Task requirements:
Exactly as given, reproduce the records in full.

[Dataset entries]
== == ==
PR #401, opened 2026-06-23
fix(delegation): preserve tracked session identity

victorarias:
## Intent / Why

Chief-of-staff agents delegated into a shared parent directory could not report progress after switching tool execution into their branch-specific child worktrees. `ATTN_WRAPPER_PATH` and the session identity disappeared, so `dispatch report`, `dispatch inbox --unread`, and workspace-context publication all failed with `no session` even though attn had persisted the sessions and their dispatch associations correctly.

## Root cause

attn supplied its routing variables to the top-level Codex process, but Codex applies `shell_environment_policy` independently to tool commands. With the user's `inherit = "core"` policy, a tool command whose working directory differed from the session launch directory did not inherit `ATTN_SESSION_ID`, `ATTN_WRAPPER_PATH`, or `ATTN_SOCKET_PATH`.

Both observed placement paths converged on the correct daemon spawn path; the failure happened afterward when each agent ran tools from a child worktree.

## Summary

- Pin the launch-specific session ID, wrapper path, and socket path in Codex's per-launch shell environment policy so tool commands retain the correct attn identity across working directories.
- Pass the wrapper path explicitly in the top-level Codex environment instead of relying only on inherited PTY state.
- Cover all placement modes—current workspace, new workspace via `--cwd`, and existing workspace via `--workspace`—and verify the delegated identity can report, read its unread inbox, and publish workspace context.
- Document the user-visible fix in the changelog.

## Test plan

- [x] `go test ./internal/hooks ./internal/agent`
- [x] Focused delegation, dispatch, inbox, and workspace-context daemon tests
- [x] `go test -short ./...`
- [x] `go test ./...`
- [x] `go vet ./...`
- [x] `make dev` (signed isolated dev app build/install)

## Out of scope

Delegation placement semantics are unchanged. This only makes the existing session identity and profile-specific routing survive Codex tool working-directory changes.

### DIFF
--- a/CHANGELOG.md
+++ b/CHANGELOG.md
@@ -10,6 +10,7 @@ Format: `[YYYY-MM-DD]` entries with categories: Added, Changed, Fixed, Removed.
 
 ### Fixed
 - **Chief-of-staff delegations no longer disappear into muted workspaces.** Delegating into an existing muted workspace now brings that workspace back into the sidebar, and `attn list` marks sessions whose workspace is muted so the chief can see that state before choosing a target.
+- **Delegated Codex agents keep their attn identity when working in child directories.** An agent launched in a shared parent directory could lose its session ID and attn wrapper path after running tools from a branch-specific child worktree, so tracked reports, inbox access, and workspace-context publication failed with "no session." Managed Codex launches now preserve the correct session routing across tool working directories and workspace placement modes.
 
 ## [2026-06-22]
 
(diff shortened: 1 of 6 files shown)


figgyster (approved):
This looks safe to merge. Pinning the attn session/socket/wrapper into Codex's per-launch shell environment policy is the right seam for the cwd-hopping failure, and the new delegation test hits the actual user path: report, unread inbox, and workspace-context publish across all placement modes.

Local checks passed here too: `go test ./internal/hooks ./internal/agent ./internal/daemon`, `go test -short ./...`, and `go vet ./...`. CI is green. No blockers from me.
== == ==
Result of this exercise:
PR #401, opened 2026-06-23
fix(delegation): preserve tracked session identity

victorarias:
## Intent / Why

Chief-of-staff agents delegated into a shared parent directory could not report progress after switching tool execution into their branch-specific child worktrees. `ATTN_WRAPPER_PATH` and the session identity disappeared, so `dispatch report`, `dispatch inbox --unread`, and workspace-context publication all failed with `no session` even though attn had persisted the sessions and their dispatch associations correctly.

## Root cause

attn supplied its routing variables to the top-level Codex process, but Codex applies `shell_environment_policy` independently to tool commands. With the user's `inherit = "core"` policy, a tool command whose working directory differed from the session launch directory did not inherit `ATTN_SESSION_ID`, `ATTN_WRAPPER_PATH`, or `ATTN_SOCKET_PATH`.

Both observed placement paths converged on the correct daemon spawn path; the failure happened afterward when each agent ran tools from a child worktree.

## Summary

- Pin the launch-specific session ID, wrapper path, and socket path in Codex's per-launch shell environment policy so tool commands retain the correct attn identity across working directories.
- Pass the wrapper path explicitly in the top-level Codex environment instead of relying only on inherited PTY state.
- Cover all placement modes—current workspace, new workspace via `--cwd`, and existing workspace via `--workspace`—and verify the delegated identity can report, read its unread inbox, and publish workspace context.
- Document the user-visible fix in the changelog.

## Test plan

- [x] `go test ./internal/hooks ./internal/agent`
- [x] Focused delegation, dispatch, inbox, and workspace-context daemon tests
- [x] `go test -short ./...`
- [x] `go test ./...`
- [x] `go vet ./...`
- [x] `make dev` (signed isolated dev app build/install)

## Out of scope

Delegation placement semantics are unchanged. This only makes the existing session identity and profile-specific routing survive Codex tool working-directory changes.

### DIFF
--- a/CHANGELOG.md
+++ b/CHANGELOG.md
@@ -10,6 +10,7 @@ Format: `[YYYY-MM-DD]` entries with categories: Added, Changed, Fixed, Removed.
 
 ### Fixed
 - **Chief-of-staff delegations no longer disappear into muted workspaces.** Delegating into an existing muted workspace now brings that workspace back into the sidebar, and `attn list` marks sessions whose workspace is muted so the chief can see that state before choosing a target.
+- **Delegated Codex agents keep their attn identity when working in child directories.** An agent launched in a shared parent directory could lose its session ID and attn wrapper path after running tools from a branch-specific child worktree, so tracked reports, inbox access, and workspace-context publication failed with "no session." Managed Codex launches now preserve the correct session routing across tool working directories and workspace placement modes.
 
 ## [2026-06-22]
 
(diff shortened: 1 of 6 files shown)


figgyster (approved):
This looks safe to merge. Pinning the attn session/socket/wrapper into Codex's per-launch shell environment policy is the right seam for the cwd-hopping failure, and the new delegation test hits the actual user path: report, unread inbox, and workspace-context publish across all placement modes.

Local checks passed here too: `go test ./internal/hooks ./internal/agent ./internal/daemon`, `go test -short ./...`, and `go vet ./...`. CI is green. No blockers from me.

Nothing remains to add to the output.